何煦推開臥室的門,那輕微的吱呀聲在過分寂靜的空氣裏顯得格外刺耳,客廳毫無遮掩地鋪陳在眼前。一切都凝固了,他怔怔地站在客廳中央,陽光透過十年未換的窗簾,在地板上投下光斑,那張他曾精心挑選的沙發依舊擺放在老位置。沙發上放著一個玩偶娃娃,那是淩予陽的,他曾看到過她把它帶到滑冰館。除了這個娃娃,家裏的陳設和他記憶中分毫不差。一塵不染的地板,光潔如新的茶幾、桌子……一切都證明這裏有人居住。何煦想不明白,淩琤不是早就結婚了嗎?一種強烈的不協調感攫住了他。如果他婚後也是住在這裏,那這裏怎麽可能還是十年前的樣子?一個家庭,一個新女主人的痕跡,難道不該像水漫沙灘一樣,無聲無息地覆蓋掉所有過往嗎?可這裏沒有。沒有多餘的女性用品,沒有溫馨的合影,甚至連空氣裏,除了他熟悉的、屬於淩琤的那一絲若有似無的清冽氣息外,再無其他暧昧的芬芳。他鬼使神差地走向一個房門緊閉的房間——那是他曾經的訓練室,房門上了鎖,他試了兩組密碼都錯誤後只能放棄。

就在這時,玄關處傳來密碼鎖開啟的聲音,何煦猛地轉身,他像被釘在原地,眼睜睜看著那扇厚重的入戶門被緩緩推開。

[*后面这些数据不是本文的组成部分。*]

PR #52, opened 2021-12-28
Format code and enforce code formatting in Jenkins

### LINKED ISSUE #42: Choose a code style and define Clang format rules
Our clang format is currently empty and this leads to confusion.

We need to

- Pick a style for our C++ and C (Userspace and eBPF) code
- Write clang format rules, or use standard ones, to reflect that

Opening this because this was brought up many times by different team members so that we have a place to start a conversation.

rhysre:
This PR adds a `.clang-format`, formats the code, and updates the `Jenkinsfile` to error if code isn't formatted.

It's branched off #51 as it's not yet merged. Opening it up now to get reviews early.

Code can now be formatted as follows:

```bash
find GPL/ non-GPL/ -name "*.[c,h]" | xargs clang-format -i
```

Here's the `.clang-format` I added:

```yaml
BasedOnStyle: LLVM
IndentWidth: 4
BreakBeforeBraces: Linux
BinPackParameters: false
AlignConsecutiveAssignments: true
```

“媽媽快點!”那熟悉的清脆童聲讓何煦從這種不真實的夢境中驚醒,心臟像是被無形的手攥緊,又驟然狂跳起來。腳步聲輕快的,屬於孩子的跳躍,伴隨著女人溫柔卻略顯急促的叮囑“小聲點,屋裏還有人睡覺”——清晰地穿過玄關,來到客廳。

“漂亮哥哥!”何煦還來不及尷尬,淩予陽已經帶著驚呼聲向他撲來。淩予陽小小的身體像一枚溫暖的炮彈撞進何煦懷裏,何煦被這突如其來的沖擊撞得踉蹌一步,下意識伸手扶住了她,手臂僵硬地環在她小小的肩膀上,心臟在胸腔裏擂鼓般狂跳。

“咦?睡醒了呀?”緊隨其後的女人聲音溫和,帶著一絲揶揄,也帶著一絲好奇,“陽陽非要來拿她的娃娃,淩琤還特意叮囑,讓我們小聲點,別吵醒你。”

何煦循聲擡頭,晨光熹微,勾勒出門口女人的輪廓。她穿著簡約幹練的米色職業套裝,氣質溫婉嫻靜,原來她才是淩予陽的媽媽,淩琤現在的愛人,難怪那天夏秋嵐說不介意。她的目光落在何煦身上,帶著恰到好處的驚訝和禮貌性的詢問,沒有預想中的敵意或審視,反而有種……了然的平靜?這平靜讓何煦更加無所適從。